━━━ Given entries

PR #638, opened 2026-07-24
feat(desktop): add export-worksheet-image and export-dashboard-image tools

myu404:
## Summary

Two Desktop MCP tools that render one sheet as an image, siblings to `get-*-xml` / `apply-workbook`:

- **`export-worksheet-image`** and **`export-dashboard-image`** — resolve the target by **name or id**, then call the Desktop loopback routes `GET /v0/workbook/worksheets/{id}/image` and `.../dashboards/{id}/image`.

`mimeType` is an enum: **`image/png`** (default) or **`image/svg+xml`**. Any other value is rejected at the tool boundary.

## How a response becomes a tool result

1. **Inline** (default) — base64 image block, labelled from the response's `effectiveMimeType` (the *actual* rendered format, not the request; falls back to `image/png` if absent).
2. **SVG** — also emits the markup as a text block for clients that don't render SVG image blocks.
3. **`filePath`** — writes to the given absolute path, returns the path (no inline bytes). Relative / `..`-bearing paths are rejected server-side.
4. **Over the inline cap** — spills to a cache file, returns its path.

## Bounds

- **`inlineImageMaxBytes`** (default 1 MiB, env `INLINE_IMAGE_MAX_BYTES`) caps inline size. SVG is counted at ~2× decoded size because it is dual-emitted.
- **`imageExportTimeoutMs`** (default 30s, env `IMAGE_EXPORT_TIMEOUT_MS`) bounds the render call only. On timeout the tool returns a dedicated 504-style error naming the likely cause (a Desktop modal blocking the render); client cancellation is distinguished from a timeout.

## Write semantics & errors

Because `filePath` overwrites an absolute path and the over-cap path writes a cache file, both tools declare `readOnlyHint: false, destructiveHint: true, idempotentHint: false`. When the endpoint returns an RFC-9457 Problem, its `code` is surfaced to the model (previously dropped). Builds too old to serve these routes return an honest 404 ("do not retry"); a 409 is surfaced as viz-not-ready.

## Testing

- `exportSheetImage.test.ts` (21): inline/SVG/filePath/over-cap branches, `effectiveMimeType` labelling, deadline timeout vs. cancellation, HTTP 500 Problem-code surfacing, 409, not-found selector, too-new 404, and `filePath` boundary rejection.
- `config.desktop.test.ts`: both new env knobs (default / override / malformed).
- Contract test pins the two image routes as absent from the 0.1.0 fixture.
- Full unit suite, lint, tsc, and desktop registration/byte-budget checks pass.


src/tools/desktop/external-api/exportWorksheetImage.ts
```diff
@@ -0,0 +1,93 @@
...
+): DesktopTool<typeof paramsSchema> => {
+  const exportWorksheetImage = new DesktopTool({
+    server,
+    name: 'export-worksheet-image',
+    title,
+    description: 'Render one worksheet as an image.',
+    paramsSchema,
+    annotations: {
+      title,
+      readOnlyHint: true,
```
mattcfilbert: Please flip this to `readOnlyHint: false` (same line in `exportDashboardImage.ts:36`).

There are two write paths here. `filePath` asks Desktop to write to any absolute path the model picks, and it will overwrite an existing file — which also makes `destructiveHint: false` optimistic. And the over-cap branch calls `writeFileSync` into the cache dir (`exportSheetImageResult.ts:87`).

The repo already treats exactly that as disqualifying: `workbook/applyWorkbook.ts:46` carries `readOnlyHint: false, // writes cache files and updates workbook`, and `cache/writeCachedXml.ts:40` the same. Per the [MCP spec](https://modelcontextprotocol.io/specification/2025-06-18/server/tools#tool-annotations) `readOnlyHint` means the tool does not modify its environment, and clients use it to decide whether to run a tool without prompting — so this is more than bookkeeping.

src/desktop/externalApi/externalApiClient.ts
```diff
@@ -263,6 +276,22 @@ export class ExternalApiClient {
     );
   }
 
+  async exportWorksheetImage(
```
mattcfilbert, line 280: Please give the image call its own deadline.

`request()` resolves the signal as `options.signal ?? AbortSignal.timeout(this.timeoutMs)` (line 385), so the 60s `DEFAULT_TIMEOUT_MS` only applies when nobody passes a signal — and on this path somebody always does. The executor takes a required `signal` (`externalApiToolExecutor.ts:337-353`) and the read harness hands it `extra.signal` (`externalApiReadHarness.ts:40`). `extra.signal` is the MCP request-handler signal: it fires on client cancellation, not on a clock. Net effect is that an image export has no upper bound.

That's usually harmless on a read. It isn't here — we probed these routes on Desktop `main.26.0723.2250` on 2026-07-24 and the first image call after Desktop starts blocks behind a modal dialog and never returns. Wrapping the image call in `AbortSignal.any([signal, AbortSignal.timeout(...)])` turns an unbounded hang into something the model can actually report. What do you think?

src/tools/desktop/external-api/exportSheetImageResult.ts
```diff
@@ -0,0 +1,137 @@
...
+      ],
+    };
+  }
+
+  // (2) Under the cap: inline image block.
+  if (mimeType === 'image/svg+xml') {
+    return {
+      isError: false,
+      content: [
+        { type: 'text', text: Buffer.from(imageBase64, 'base64').toString('utf-8') },
```
mattcfilbert: Please check what came back before committing to the SVG branch.

`mimeType` here is `effectiveMimeType`, which `resolveImageExportQuery` (lines 127-135) derives from the request argument alone — nothing from the response ever touches it. The verified `/v0` contract from monolith #60585 says an unsupported `mimeType` **silently falls back to `image/png`** and the response does not echo the effective format (the host-side `image/svg+xml` comparison is also case-sensitive).

So when Desktop declines SVG for a given sheet, this line decodes PNG bytes as UTF-8 and ships the binary into the model's context, and line 111 labels the image block `image/svg+xml`.

The contract's own guidance is to check the decoded magic bytes when the format matters, and here it does. A sniff for `\x89PNG` (or a leading `<svg` / `<?xml`) before choosing dual-emit would cover it.

src/tools/desktop/external-api/exportSheetImage.test.ts
```diff
@@ -0,0 +1,352 @@
...
+      expect(result.isError).toBe(true);
+      invariant(result.content[0].type === 'text');
+      expect(result.content[0].text).toContain('neither image bytes nor a file path');
+      expect(vi.mocked(writeFileSync)).not.toHaveBeenCalled();
+    } finally {
+      await harness.close();
+    }
+  });
+
+  it('surfaces a 409 viz-not-ready as a command error (not a too-new endpoint)', async () => {
```
mattcfilbert, line 375: Please add the 500 alongside this one.

The suite covers 409, the too-new 404, an unresolved selector and the neither-bytes envelope — good coverage of what the mock can reach. What's missing is the shape the real routes return on the build we have. We probed both endpoints on Desktop `main.26.0723.2250` (which ships monolith #60585) on 2026-07-24: every sheet type we tried — blank sheet, extension sheet, and a native slope chart — returned HTTP 500 with error `0x8F2A4D91` (inner `0xBAD0A3FA`) and raised a blocking modal in Desktop. Roughly 15 repros across 3 instances, on an active Creator seat, so it isn't license gating.

The description frames the degraded mode as "older Desktop → honest 404", but present-but-failing is the state of every build that actually has these routes today. A 500 does survive the pipeline honestly, with one wrinkle worth a test: `mapClientError` (`externalApiToolExecutor.ts:561-569`) keeps the Problem `code` in `error.code` but only `detail ?? title` reaches `message`, and `formatDesktopCommandExecutionError` (`errors/mcpToolError.ts:276-292`) prints `message` plus a `tableau-error-code` this path never sets — so a 500 carrying a code but no `detail` reads to the model as `External Client API problem (500)` with the code dropped.

Related and cheap while you're here: `exportSheetImageResult.ts:70` tells the model "This is unexpected — retry". Against an endpoint that raises a modal on failure, a retrying agent wedges Desktop once per attempt. Could that lead with the `filePath` alternative and drop the retry?

mattcfilbert (commented):
Nice shape overall, Michael — resolving the sheet by name-or-id off the inventory before touching the image route is the right call, and it structurally dodges the unknown-id defect on the host side (a bad id never reaches the endpoint, so you never see the nil-GUID 500). The SVG dual-emit and the cap-forces-a-file downgrade are both thoughtful, and the contract test that asserts the routes are *absent* from the 0.1.0 fixture is a good forcing function.

Four things below that I think are worth fixing before this merges. The common thread on two of them: we probed these endpoints live on Tableau Desktop `main.26.0723.2250` on 2026-07-24, and they behave worse than the "older Desktop returns an honest 404" story in the description. Details in the inline comments.

src/tools/desktop/external-api/exportWorksheetImage.ts
myu404: 🤖 MichaelGPT's response on behalf of Michael Yu

Fixed. Both tools now declare `readOnlyHint: false, destructiveHint: true, idempotentHint: false`. There are two write paths — a caller-supplied `filePath` has Desktop overwrite an arbitrary absolute path, and an over-cap inline image is written to a uniquely-named cache file — so read-only was wrong and the optimistic `destructiveHint: false` didn't reflect the `filePath` overwrite. This matches the precedent in `applyWorkbook.ts` / `writeCachedXml.ts`.

src/desktop/externalApi/externalApiClient.ts
myu404: 🤖 MichaelGPT's response on behalf of Michael Yu

Added. New config `imageExportTimeoutMs` (env `IMAGE_EXPORT_TIMEOUT_MS`, default 30000). The image call runs under `AbortSignal.any([requestSignal, AbortSignal.timeout(...)])` scoped to the image render only (the sheet-list call still rides the request signal). On a timeout it returns a dedicated `ImageExportTimeoutError` (504) that names the likely modal-dialog cause and says not to blindly retry — this converts the observed unbounded Desktop modal hang into a reportable error. Timeout is distinguished from client cancellation so a cancel isn't mislabeled as a timeout.

src/tools/desktop/external-api/exportSheetImageResult.ts
myu404: 🤖 MichaelGPT's response on behalf of Michael Yu

Fixed. Desktop silently falls back to PNG when it declines an SVG render and doesn't echo the format, so keying the block label off the requested type mislabeled a PNG as `image/svg+xml` (and decoded PNG-as-UTF8 for the text block). The result now sniffs the decoded magic bytes and keys the footprint, extension, block label, and dual-emit on the actual format. Follow-up: I'm adding a commit that consumes an `effectiveMimeType` response field directly once Desktop emits it, so the label comes from the server's declared rendered format rather than byte inspection.

src/tools/desktop/external-api/exportSheetImage.test.ts
myu404: 🤖 MichaelGPT's response on behalf of Michael Yu

Fixed. The Problem `code` was being dropped from model-facing output — `mapClientError` now sets `tableau-error-code` on the command error so `formatDesktopCommandExecutionError` surfaces it. Added a unit test for an HTTP 500 Problem (`code: 0x8F2A4D91`, `detail: 'Render failed'`) asserting both the code and detail reach the model. Also reworded the neither-bytes message to lead with the `filePath` alternative and drop the retry suggestion, since retrying against a modal-raising endpoint just re-wedges Desktop.

mattcfilbert (commented):
## MattGPT review (AI-assisted review posted on Matt Filbert's behalf; Matt approved before posting)

Solid pair of tools — the response-branch handling (inline / SVG text block / filePath / over-cap spill to cache) is thorough, and labelling the image block from `effectiveMimeType` rather than the request is exactly right. Three things to address before merge, two questions for your call.

### Please
- **`src/desktop/inlineImageCap.ts:16` — `imageByteLength` is exported but nothing calls it** (one grep hit in the whole tree: its own definition). Either wire it in, drop it, or if it's for tests, move it into an `exportedForTesting` object so the public surface only carries what the server imports.
- **Missing `npm run version:patch`.** The branch still carries the merge-base version (2.52.2 vs 2.60.2 on `feature/desktop`). Merging won't regress anything since `package.json` isn't in the diff, but the convention is a patch bump per PR — two new tools warrant one.
- **`src/config.desktop.ts` — two new env-parsed knobs with no test.** `config.desktop.test.ts` already has the 3-test precedent for `inlineXmlMaxBytes`; `inlineImageMaxBytes` deserves the same (default, override, malformed value).

### Questions
- **`destructiveHint: true` on both tools** — every sibling desktop tool sets `false`, including the cache-writing ones. The overwrite-capable `filePath` arg makes `true` defensible, but the default render path is read-only and per-tool hints can't split the difference — some clients will approval-gate every render. Worth a deliberate call either way; a one-line comment on the hint would stop the next reader from "fixing" it.
- **`filePath: z.string().optional()` has no boundary refinement.** The PR body says relative and `..`-bearing paths are rejected, and the mock models the 400, but no test exercises it and the tool boundary passes the string through raw. A `.refine()` with a message naming the requirement (absolute path) would let the model self-correct without a round-trip to Desktop — or at least a test pinning the 400 translation.

Nits are in Matt's local notes if you want them (SVG size reporting, a duplicated deadline block, a restated query type) — none blocking.

myu404:
🤖 MichaelGPT's response on behalf of Michael Yu

Addressed the second round. Pushed in `15876378`.

**Please**

- **`imageByteLength` dead export** — dropped. Confirmed zero callers in the tree before removing it; the server never imported it.
- **`version:patch`** — bumped to **2.60.3**. Merged `feature/desktop` into the branch first so the base was the real 2.60.2, not the stale merge-base version, so the patch lands above the base rather than regressing it.
- **Untested env knobs** — added the default / override / malformed-fallback trio for **both** new knobs, not just `inlineImageMaxBytes`: `imageExportTimeoutMs` was in the same boat. Follows the existing `inlineXmlMaxBytes` precedent in `config.desktop.test.ts`.

**Questions**

- **`destructiveHint: true`** — keeping it, now with a one-line comment on each tool so the next reader doesn't "fix" it. The overwrite-capable `filePath` is the reason: it can clobber an arbitrary absolute file the model picks, which is genuinely destructive. The read-only default render path can't split the difference in a per-tool hint, and I'd rather over-declare (a client may approval-gate a render) than under-declare a real overwrite. The closest sibling precedent is the cache-writing tools declaring `readOnlyHint: false`.
- **`filePath` boundary** — kept the schema string raw and added a test pinning the server's 400 instead of a client `.refine()`. A client-side refinement would have to re-implement the server's absolute-path rule (including the Windows drive-letter form), and a mismatch risks rejecting a path Desktop would actually accept. The test asserts a relative or `..`-bearing path is rejected and `writeFileSync` is never called.

**Nits** — folded in: deduped the duplicated per-tool render-deadline into one shared `exportSheetImageWithDeadline` helper. (SVG size reporting and the restated query type were already handled in the earlier round.)

One heads-up for the diff: the two tools are full-profile-only, so they don't touch the default served (dynamic-authoring) surface — that total is unchanged. They do push the opt-in `full` tools/list surface just past 46k; I raised that test's cap to the honest measurement with a comment. Crossing 46k on the opt-in full profile is benign (those clients auto-defer tool schemas, same as the web surface already does well past 46k); the lean served surface stays under the cliff.

mattcfilbert (approved):
lgtm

━━━━━━

Find every line in the records above that contains the word "message", and copy each one.

The description frames the degraded mode as "older Desktop → honest 404", but present-but-failing is the state of every build that actually has these routes today. A 500 does survive the pipeline honestly, with one wrinkle worth a test: `mapClientError` (`externalApiToolExecutor.ts:561-569`) keeps the Problem `code` in `error.code` but only `detail ?? title` reaches `message`, and `formatDesktopCommandExecutionError` (`errors/mcpToolError.ts:276-292`) prints `message` plus a `tableau-error-code` this path never sets — so a 500 carrying a code but no `detail` reads to the model as `External Client API problem (500)` with the code dropped.
Fixed. The Problem `code` was being dropped from model-facing output — `mapClientError` now sets `tableau-error-code` on the command error so `formatDesktopCommandExecutionError` surfaces it. Added a unit test for an HTTP 500 Problem (`code: 0x8F2A4D91`, `detail: 'Render failed'`) asserting both the code and detail reach the model. Also reworded the neither-bytes message to lead with the `filePath` alternative and drop the retry suggestion, since retrying against a modal-raising endpoint just re-wedges Desktop.
- **`filePath: z.string().optional()` has no boundary refinement.** The PR body says relative and `..`-bearing paths are rejected, and the mock models the 400, but no test exercises it and the tool boundary passes the string through raw. A `.refine()` with a message naming the requirement (absolute path) would let the model self-correct without a round-trip to Desktop — or at least a test pinning the 400 translation.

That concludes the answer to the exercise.